The Mudcat Café TM
Thread #122204 Message #2677513
Posted By: Emma B
11-Jul-09 - 12:21 PM
Thread Name: BS: How many killed in Afghanistan?
Subject: RE: BS: How many killed in Afghanistan?
RORY Stewart has been a soldier, diplomat and academic and has travelled extensively in Afghanistan and Iraq. His first book, The Places in Between, a New York Times bestseller, was an account of a walk across Afghanistan in the winter of 2001/2. In 2005, he founded an NGO in Afghanistan and moved to Kabul. He is Ryan Family Professor of the Practice of Human Rights and the director of the Carr Center for Human Rights Policy at the John F Kennedy School of Government at Harvard University.
"Obama and Brown rely on a hypnotising language that can – and perhaps will – be applied as easily to Somalia or Yemen as Afghanistan. It misleads us in several respects: minimising differences between cultures, exaggerating our fears, aggrandising our ambitions, inflating a sense of moral obligations and power, and confusing our goals. All these attitudes are aspects of a single worldview and create an almost irresistible illusion.

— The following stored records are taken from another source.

PR #133, opened 2022-01-09
Fixed Power/Enable Properties

### LINKED ISSUE #114: Fix "Power" vs "Enabled" issues
Right now "Power" is the default property on a lot of blocks, where really it should be Enabled.  Many blocks override "Power" but don't really intend this.

There are also locks of blocks overriding the default boolean property with bad properties, we should revisit all of them.

Docs need to be updated to fix "Enabled" vs "Power" listed as default, and to get rid of "turn on/off" for Power on some of them that override the Power property.  We should get rid of "turn on/off" for Power property since it is only Enabled (or the default boolean property if correctly overridden).

MerlinofMines:
This commit fixes Power/Enable properties and removed several incorrect boolean default properties, including air vents, assemblers, batteries, cockpits, cameras,
gas tanks, parachutes, remote control blocks, and sensors

Also added missing "stockpiling" keywords.

Resolves #114

### DIFF
--- a/EasyCommands/BlockHandlers/ShipControllerHandlers.cs
+++ b/EasyCommands/BlockHandlers/ShipControllerHandlers.cs
@@ -34,10 +34,9 @@ namespace IngameScript {
                         return new KeyedList(waypoints.Select(w => new KeyedVariable(GetStaticVariable(w.Name), GetStaticVariable(w.Coords))).ToArray());
                     },
                     SetWaypoints);
-
+                defaultPropertiesByPrimitive[Return.BOOLEAN] = Property.AUTO;
                 defaultPropertiesByPrimitive[Return.VECTOR] = Property.TARGET;
                 defaultPropertiesByPrimitive[Return.LIST] = Property.WAYPOINTS;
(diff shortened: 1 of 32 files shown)


EasyCommands/BlockHandlers/ShipControllerHandlers.cs
```diff
@@ -83,7 +84,7 @@ public class ShipControllerHandler<T> : TerminalBlockHandler<T> where T : class,
                     TypeHandler(NumericHandler(b => -b.RollIndicator), Direction.COUNTERCLOCKWISE),
                     TypeHandler(NumericHandler(b => b.RollIndicator), Direction.CLOCKWISE));
 
-                defaultPropertiesByPrimitive[Return.BOOLEAN] = Property.ENABLE;
+                defaultPropertiesByPrimitive[Return.BOOLEAN] = Property.POWER;
```
MerlinofMines, line 87: should actually leave as enable

MerlinofMines:
Squashing to a single commit for fixing up these properties

Issue #116, opened 2022-01-02
Programmable Block Improvements


MerlinofMines:
Just a few useful properties to be adjusted for Programmable BLocks.

* Add "programmable" keyword to block type.
* Add "argument, arguments" word for Text property
* Fix Programmable Block "run" w/ boolean to use default terminal argument instead of ""

MerlinofMines:
Taking a look

PR #134, opened 2022-01-09
Programmable Block Improvements

MerlinofMines:
This commit adds "programmable" as a block word for Programmable Blocks, adds "argument" as a text property keyword, and defaults "Run" to use the default terminal
argument instead of ""


MerlinofMines:
Resolves #116

MerlinofMines:
Missing docs!

PR #138, opened 2022-01-10
Gyro Block Improvements

### LINKED ISSUE #108: GyroScope Handler Improvements
The Gyroscope needs a little love.

Currently overrides use a % from 0-1.  However SE maps those values to weird values.  For example , "0.5" = 4.77 RPM but "1.0" = 60 RPM.  I verified that if setting the property *directly* it maps 1-1, so "5" = 5 RPM.  This is a much better user experience, so we should change the definition of gyro overrides to numeric instead of percentage and change the internals appropriately.

The Power property for Gyroscopes should be "GyroPower", not enabled.  Default boolean property 
should be updated to "Enabled", not Power.

"Rotation" should get and set a vector reflecting (X:Y:Z) when no direction is passed.  

Overrides should be adjusted to be typed based.  If bool, then turn on/off.  If vector, same as Rotation.  If direction, expect numeric.  Honestly I think we can combine all of them to work the same.  That way "turn off the gyro rotation" does exactly what you want it to do, as well.

Don't forget to update docs! :)

MerlinofMines:
This commit fixes Gyro Overrides support to propertly use RPM, vs a weird % that didn't really work right.

It also extends "overrides" support to include vector, numeric and boolean.

Also, the Power property now controls Gyro power.

This PR resolves #108

### DIFF
--- a/EasyCommands/BlockHandlers/GyroscopeBlockHandlers.cs
+++ b/EasyCommands/BlockHandlers/GyroscopeBlockHandlers.cs
@@ -19,23 +19,45 @@ using VRageMath;
 
 namespace IngameScript {
     partial class Program {
-        public class GyroscopeBlockHandler : FunctionalBlockHandler<IMyGyro> {
+        public class GyroscopeBlockHandler<T> : FunctionalBlockHandler<T> where T : class, IMyGyro {
             public GyroscopeBlockHandler() {
+                var powerHandler = NumericHandler(b => b.GyroPower, (b, v) => b.GyroPower = v, 0.1f);
+                AddPropertyHandler(Property.RANGE, powerHandler);
+                AddPropertyHandler(Property.POWER, powerHandler);
+
                 AddBooleanHandler(Property.AUTO, b => !b.GyroOverride, (b, v) => b.GyroOverride = !v);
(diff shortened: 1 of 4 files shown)


EasyCommands/BlockHandlers/GyroscopeBlockHandlers.cs
```diff
@@ -19,23 +19,45 @@
...
+                            }), Return.VECTOR),
+                            TypeHandler(BooleanHandler(b => b.GyroOverride, (b, v) => b.GyroOverride = v), Return.BOOLEAN))
+                        , Direction.NONE),
+                        TypeHandler(NumericHandler(GetPitch, SetPitch, 10), Direction.UP),
+                        TypeHandler(NumericHandler(b => -GetPitch(b), (b, v) => SetPitch(b, -v)), Direction.DOWN),
+                        TypeHandler(NumericHandler(b => -GetYaw(b), (b, v) => SetYaw(b, -v)), Direction.LEFT),
+                        TypeHandler(NumericHandler(GetYaw, SetYaw), Direction.RIGHT),
+                        TypeHandler(NumericHandler(GetRoll, SetRoll), Direction.CLOCKWISE),
+                        TypeHandler(NumericHandler(b => -GetRoll(b), (b, v) => SetRoll(b, -v)), Direction.COUNTERCLOCKWISE));
+
```
MerlinofMines, line 45: Missing the increments

PR #948, opened 2022-11-07
Put Windows 2012 workaround in correct spot

jefferbrecht:
## Description
I accidentally put the workaround from #944 in the section that only runs when there's a non-empty Ops Agent config. I want it to run unconditionally so this moves the code outside that section.

## Related issue
b/240564518

## How has this been tested?
Ran `TestSystemLogByDefault/windows-2012-r2` locally, which uses a blank config and which failed on the nightlies even after #944; it passes now.

## Checklist:
- Unit tests
  - [x] Unit tests do not apply.
  - [ ] Unit tests have been added/modified and passed for this PR.
- Integration tests
  - [ ] Integration tests do not apply.
  - [x] Integration tests have been added/modified and passed for this PR.
- Documentation
  - [x] This PR introduces no user visible changes.
  - [ ] This PR introduces user visible changes and the corresponding documentation change has been made.
- Minor version bump
  - [ ] This PR introduces no new features.
  - [ ] This PR introduces new features, and there is a separate PR to bump the [minor version](https://github.com/GoogleCloudPlatform/ops-agent/blob/master/VERSION) since the last [release](https://github.com/GoogleCloudPlatform/ops-agent/releases) already.
  - [ ] This PR bumps the version.

PR #952, opened 2022-11-08
Add workaround for Windows 2012 fluent-bit lockups

jefferbrecht:
## Description
This is the user-facing counterpart to #944 and #948. The intent is to unblock users while simultaneously simplifying the workarounds away from our test code.

While this is a user-facing change, I don't expect there to be any negative impact on users, and if something unforeseen _does_ occur then the user still has a workaround which is to manually change the service startup parameters back to where they were before.

## Related issue
b/240564518

## How has this been tested?
Tested locally + presubmits

## Checklist:
- Unit tests
- Integration tests
- Documentation
- Minor version bump

### DIFF
--- a/cmd/ops_agent_windows/main_windows.go
+++ b/cmd/ops_agent_windows/main_windows.go
@@ -22,6 +22,7 @@ import (
 	"path/filepath"
 
 	"github.com/kardianos/osext"
+	"golang.org/x/sys/windows/registry"
 	"golang.org/x/sys/windows/svc"
 )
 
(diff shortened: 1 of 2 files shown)


jefferbrecht:
`TestExcludeMetrics` is still failing for some reason, and it appears to be the lockup again, so I'm adding a debug log to look into that...

`TestUpgradeOpsAgent` may still fail on 2012 even with this fix since that tests operates on an already-released Ops Agent without the fix.

Options:

1. Add a workaround in the tests for that specific test configuration (I don't want this)
2. Do nothing and hopefully there are enough retries for the nightly to get a passing build (I'm ok to try this first)
3. Disable this test on 2012 temporarily until we get the next release out (I'd also be ok with this, provided we run the test locally until it passes which should be easy)

braydonk (approved):
I love it and I hate it LGTM

PR #953, opened 2022-11-08
Adding feature tracking into diagnostic service

avilevy18:
## Description

Sending feature tracking through diagnostic service

## Related issue

b/246812085

## How has this been tested?

Integration tests

## Checklist:
- Unit tests
- Integration tests
- Documentation
- Minor version bump


confgenerator/covprofile
```diff
@@ -0,0 +1,9433 @@
+mode: set
```
ridwanmsharif, line 1: This file doesn't need to be checked in does it?

integration_test/gce/gce_testing.go
```diff
@@ -476,6 +476,30 @@ func WaitForMetric(ctx context.Context, logger *log.Logger, vm *VM, metric strin
 	return nil, fmt.Errorf("WaitForMetric(metric=%s, extraFilters=%v) failed: %s", metric, extraFilters, exhaustedRetriesSuffix)
 }
 
+func WaitForMetricSeries(ctx context.Context, logger *log.Logger, vm *VM, metric string, window time.Duration, extraFilters []string, isPrometheus bool) ([]*monitoringpb.TimeSeries, error) {
```
jefferbrecht, line 479: Please add a function header documenting this function.

integration_test/ops_agent_test.go
```diff
@@ -1688,21 +1690,22 @@ func testDefaultMetrics(ctx context.Context, t *testing.T, logger *logging.Direc
...
 	}
-
 	err = yaml.UnmarshalStrict(bytes, &agentMetrics)
 	if err != nil {
 		t.Fatal(err)
 	}
 
 	expectedMetrics := agentMetrics.ExpectedMetrics
 
+	logger.ToMainLog().Println("Testing Logger: finding representative metrics")
```
jefferbrecht, line 1700: Are these still needed?

integration_test/ops_agent_test.go
```diff
@@ -1761,12 +1766,40 @@ func testDefaultMetrics(ctx context.Context, t *testing.T, logger *logging.Direc
...
+
+	var fc feature_tracking.FeatureTrackingContainer
+	logger.ToMainLog().Printf("Read features.yaml successful\n")
+
+	err = yaml.UnmarshalStrict(featureBytes, &fc)
+	if err != nil {
+		t.Fatal(err)
+	}
+
+	series, err := gce.WaitForMetricSeries(ctx, logger.ToMainLog(), vm, "agent.googleapis.com/agent/internal/ops/feature_tracking", window, nil, false)
```
jefferbrecht, line 1785: If I understand this right, we're using one feature per time series? It seems like it would be easier to combine all features into one time series. Doing it this way makes it difficult to know whether you've gotten them all, because metrics are eventually consistent.

In this test, we know ahead of time how many features to expect since they're read from features.yaml, so I would think `WaitForMetricSeries` should take that number as a parameter and return either an array of time series of that length or an error.

integration_test/third_party_apps_test.go
```diff
@@ -460,7 +461,14 @@ func runLoggingTestCases(ctx context.Context, logger *logging.DirectoryLogger, v
...
 
-func runMetricsTestCases(ctx context.Context, logger *logging.DirectoryLogger, vm *gce.VM, metrics []*metadata.ExpectedMetric) error {
+type feature struct {
+	Module  string
+	Feature string
+	Key     string
+	Value   string
+}
+
+func runMetricsTestCases(ctx context.Context, logger *logging.DirectoryLogger, vm *gce.VM, metrics []*metadata.ExpectedMetric, fc feature_tracking.FeatureTrackingContainer, skipFeatureTracking bool) error {
```
jefferbrecht, line 471: Do we really need two new parameters here? Why not just make `fc` nillable and use its nil-ness as a flag to skip?

internal/self_metrics/self_metrics.go
```diff
@@ -113,9 +117,40 @@ func InstrumentEnabledReceiversMetric(uc *confgenerator.UnifiedConfig, meter met
...
+		return fmt.Errorf("failed to register callback: %w", err)
+	}
+	return nil
+}
+
+func CollectOpsAgentSelfMetrics(userUc, mergedUc *confgenerator.UnifiedConfig, death chan bool) error {
 	// Resource for GCP and SDK detectors
 	ctx := context.Background()
+
+	//ENABLED RECEIVERS
```
jefferbrecht, line 153: Remove?

cmd/google_cloud_ops_agent_diagnostics/main.go
```diff
@@ -21,18 +21,23 @@ import (
 	"github.com/GoogleCloudPlatform/ops-agent/confgenerator"
 )
 
-func getUnifiedConfigAndValidate(userConfPath, platform string) (confgenerator.UnifiedConfig, error) {
+func getUnifiedConfigAndValidate(userConfPath, platform string) (confgenerator.UnifiedConfig, confgenerator.UnifiedConfig, error) {
```
jefferbrecht, line 24: * Please document the return values -- currently there is no distinction between the two `UnifiedConfig`s
* Why do we need to separate the user config from the merged config?

confgenerator/covprofile
avilevy18: I have no idea how it got in there. Removing it now.

integration_test/ops_agent_test.go
avilevy18: Removed

internal/self_metrics/self_metrics.go
avilevy18: Removed.

integration_test/ops_agent_test.go
```diff
@@ -1761,12 +1766,40 @@ func testDefaultMetrics(ctx context.Context, t *testing.T, logger *logging.Direc
...
+
+	logger.ToMainLog().Printf("Attempting to read features.yaml\n")
+	featureBytes, err := os.ReadFile(path.Join("agent_metrics", "features.yaml"))
+	if err != nil {
+		t.Fatalf("Could not find features.yaml\n")
+		return
+	}
+
+	var fc feature_tracking.FeatureTrackingContainer
+	logger.ToMainLog().Printf("Read features.yaml successful\n")
```
jefferbrecht, line 1778: You generally don't need `Printf` or `Fatalf` if you're not formatting any text. Just use `Println` and `Fatal` without the `\n`.

integration_test/ops_agent_test.go
jefferbrecht: The test doesn't even seem to reach this point actually; it stops abruptly at `Read features.yaml successful`. (See https://source.cloud.google.com/results/invocations/d38c3603-5544-4f8d-a3bd-9002179e188b, then look at `main_log.txt` in the test logs for `TestDefaultMetricsNoProxy/debian-10`.)

jefferbrecht: Nevermind, it looks like it's being run and it simply doesn't print anything.

cmd/google_cloud_ops_agent_diagnostics/main.go
```diff
@@ -21,18 +21,25 @@ import (
...
+func getUnifiedConfigAndValidate(userConfPath, platform string) (userUc, mergedUc confgenerator.UnifiedConfig, err error) {
+	userUc, err = confgenerator.ReadUnifiedConfigFromFile(userConfPath, platform)
+	if err != nil {
+		return confgenerator.UnifiedConfig{}, confgenerator.UnifiedConfig{}, err
+	}
 	_, mergedConfig, err := confgenerator.MergeConfFiles(userConfPath, platform, apps.BuiltInConfStructs)
 	if err != nil {
-		return confgenerator.UnifiedConfig{}, err
+		return confgenerator.UnifiedConfig{}, confgenerator.UnifiedConfig{}, err
+
```
jefferbrecht, line 34:
```suggestion
```

integration_test/feature_tracking/feature_tracking.go
```diff
@@ -0,0 +1,57 @@
...
+	"fmt"
+
+	"github.com/GoogleCloudPlatform/ops-agent/internal/set"
+	monitoringpb "google.golang.org/genproto/googleapis/monitoring/v3"
+)
+
+var errMissingFeatureTrackingMetrics = errors.New("missing feature tracking metrics")
+
+type MissingExpectedFeatureTrackingMetricsError struct {
+	Err                     error
```
jefferbrecht, line 14: This field doesn't get used anywhere outside this package and can be removed. The string used to create `errMissingFeatureTrackingMetrics` can just be inlined in the `Error()` function.

integration_test/feature_tracking/feature_tracking.go
```diff
@@ -0,0 +1,57 @@
...
+	Feature string
+	Key     string
+	Value   string
+}
+
+type FeatureTrackingContainer struct {
+	Features []*FeatureTracking `yaml:"features"`
+}
+
+func AssertFeatureTrackingMetrics(series []*monitoringpb.TimeSeries, features []*FeatureTracking) error {
```
jefferbrecht, line 33: This function (and the error type) should be moved to test code. I don't see a use case for it in the `feature_tracking` package.

integration_test/gce/gce_testing.go
```diff
@@ -415,14 +415,15 @@ func lookupTrace(ctx context.Context, logger *log.Logger, vm *VM, window time.Du
 // time series. An error is returned if the evaluation fails.
 // A return value of (nil, nil) indicates that the evaluation succeeded
 // but returned no data.
-func nonEmptySeries(logger *log.Logger, it *monitoring.TimeSeriesIterator) (*monitoringpb.TimeSeries, error) {
+func nonEmptySeries(logger *log.Logger, it *monitoring.TimeSeriesIterator) ([]*monitoringpb.TimeSeries, error) {
```
jefferbrecht, line 418: * Please update the function name and header so it matches the new behaviour
* This will no longer terminate early in case the caller only needs a single time series. I would add a `minimumRequiredSeries int` parameter to facilitate that.

integration_test/gce/gce_testing.go
```diff
@@ -415,14 +415,15 @@ func lookupTrace(ctx context.Context, logger *log.Logger, vm *VM, window time.Du
...
 	// Loop through the iterator, looking for at least one non-empty time series.
+	tsList := make([]*monitoringpb.TimeSeries, 0)
 	for {
 		series, err := it.Next()
 		logger.Printf("nonEmptySeries() iterator supplied err %v and series %v", err, series)
 		if err == iterator.Done {
-			// Either there were no data series in the iterator or all of them were empty.
-			return nil, nil
+			// Success, we found a time series with len(series.Points) > 0.
```
jefferbrecht, line 425: What if the iterator is empty? It is awkward for a function named `nonEmptySeries` to produce an empty series without an error.

integration_test/ops_agent_test.go
```diff
@@ -1680,6 +1680,8 @@ func testDefaultMetrics(ctx context.Context, t *testing.T, logger *logging.Direc
 		}
 	}
 
+	logger.ToMainLog().Println("Testing Logger: testDefaultMetrics")
+
```
jefferbrecht, line 1684:
```suggestion
```

internal/set/set.go
```diff
@@ -54,3 +54,7 @@ func (s Set[T]) Keys() []T {
 	}
 	return result
 }
+
+func (s Set[T]) IsEmpty() bool {
```
jefferbrecht, line 58: This isn't used and can be removed.

integration_test/third_party_apps_test.go
```diff
@@ -627,14 +647,35 @@ func runSingleTest(ctx context.Context, logger *logging.DirectoryLogger, vm *gce
 
 	if metadata.ExpectedMetrics != nil {
 		logger.ToMainLog().Println("found expectedMetrics, running metrics test cases...")
-		if err = runMetricsTestCases(ctx, logger, vm, metadata.ExpectedMetrics); err != nil {
+
+		fc, err := getExpectedFeatures(app)
+		//if err ==
+
```
jefferbrecht, line 653:
```suggestion
```

integration_test/third_party_apps_test.go
```diff
@@ -460,7 +461,14 @@ func runLoggingTestCases(ctx context.Context, logger *logging.DirectoryLogger, v
 	return err
 }
 
-func runMetricsTestCases(ctx context.Context, logger *logging.DirectoryLogger, vm *gce.VM, metrics []*metadata.ExpectedMetric) error {
+type feature struct {
+	Module  string
+	Feature string
+	Key     string
+	Value   string
+}
```
jefferbrecht, line 469: This doesn't appear to be used and can be removed.

integration_test/feature_tracking/feature_tracking.go
avilevy18: Changed file name to `feature_tracking_metadata`

integration_test/feature_tracking/feature_tracking.go
jefferbrecht: This field can still be removed, and then `Error()` can be simplified to:

```go
func (e *MissingExpectedFeatureTrackingMetricsError) Error() string {
	return fmt.Sprintf("missing feature tracking metrics: %v", e.MissingExpectedFeatures)
}
```

integration_test/gce/gce_testing.go
```diff
@@ -411,18 +416,28 @@ func lookupTrace(ctx context.Context, logger *log.Logger, vm *VM, window time.Du
...
 
-// nonEmptySeries evaluates the given iterator, returning its first non-empty
-// time series. An error is returned if the evaluation fails.
-// A return value of (nil, nil) indicates that the evaluation succeeded
-// but returned no data.
-func nonEmptySeries(logger *log.Logger, it *monitoring.TimeSeriesIterator) (*monitoringpb.TimeSeries, error) {
+// nonEmptySeriesList evaluates the given iterator, returning a non-empty array of
+// time series, the length of the array is guaranteed to be of size minimumRequiredSeries or greater.
+// A panic is issued if minimumRequiredSeries is zero or negative.
+// An error is returned if the iterator provides an array less than minimumRequiredSeries.
```
jefferbrecht, line 422: We're still returning `(nil, nil)` in the case of a successful empty iterator, so I would reword this as:

```
An error is returned if the evaluation fails or produces a non-empty slice with length less than minimumRequiredSeries.
A return value of (nil, nil) indicates that the evaluation succeeded but returned no data.
```

integration_test/gce/gce_testing.go
```diff
@@ -451,29 +465,45 @@ func firstTrace(it *trace.TraceIterator) (*cloudtrace.Trace, error) {
...
+	return series[0], nil
+}
+
+// WaitForMetricSeries looks for the given metrics in the backend and returns it if it
 // exists. An error is returned otherwise. This function will retry "no data"
 // errors a fixed number of times. This is useful because it takes time for
 // monitoring data to become visible after it has been uploaded.
-func WaitForMetric(ctx context.Context, logger *log.Logger, vm *VM, metric string, window time.Duration, extraFilters []string, isPrometheus bool) (*monitoringpb.TimeSeries, error) {
+// A return value of (nil, nil) indicates that the evaluation succeeded
+// but returned no data.
```
jefferbrecht, line 483:
```suggestion
```

integration_test/gce/gce_testing.go
```diff
@@ -451,29 +465,45 @@ func firstTrace(it *trace.TraceIterator) (*cloudtrace.Trace, error) {
...
+func WaitForMetricSeries(ctx context.Context, logger *log.Logger, vm *VM, metric string, window time.Duration, extraFilters []string, isPrometheus bool, minimumRequiredSeries int) ([]*monitoringpb.TimeSeries, error) {
```
jefferbrecht, line 484: Optional: it is unfortunate that the plural of `Series` is `Series`. I wonder if there's a better name for this function or if it's already obvious enough how `WaitForMetric` and `WaitForMetricSeries` differ based on the function signatures.

integration_test/gce/gce_testing.go
```diff
@@ -451,29 +465,45 @@ func firstTrace(it *trace.TraceIterator) (*cloudtrace.Trace, error) {
 	return trace, nil
 }
 
-// WaitForMetric looks for the given metric in the backend and returns it if it
+// WaitForMetric uses WaitForMetricSeries to return a single metric or appropriate error
```
jefferbrecht, line 468: Function headers should be self-contained IMO. I'd preserve the existing header for this function, and then the header for `WaitForMetricSeries` can pretty much be a duplicate of it, with the wording slightly changed to indicate that it returns a slice instead of a single time series.

jefferbrecht (approved):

It conjures nightmares of "failed states" and "global extremism", offers the remedies of "state-building" and "counter-insurgency", and promises a final dream of "legitimate, accountable governance". It papers over the weakness of the international community: our lack of knowledge, power and legitimacy. It conceals the conflicts between our interests: between giving aid to Afghans and killing terrorists. It assumes that Afghanistan is predictable. It makes our policy seem a moral obligation, makes failure unacceptable, and alternatives inconceivable.
It does this so well that a more moderate, minimalist approach becomes almost impossible to articulate."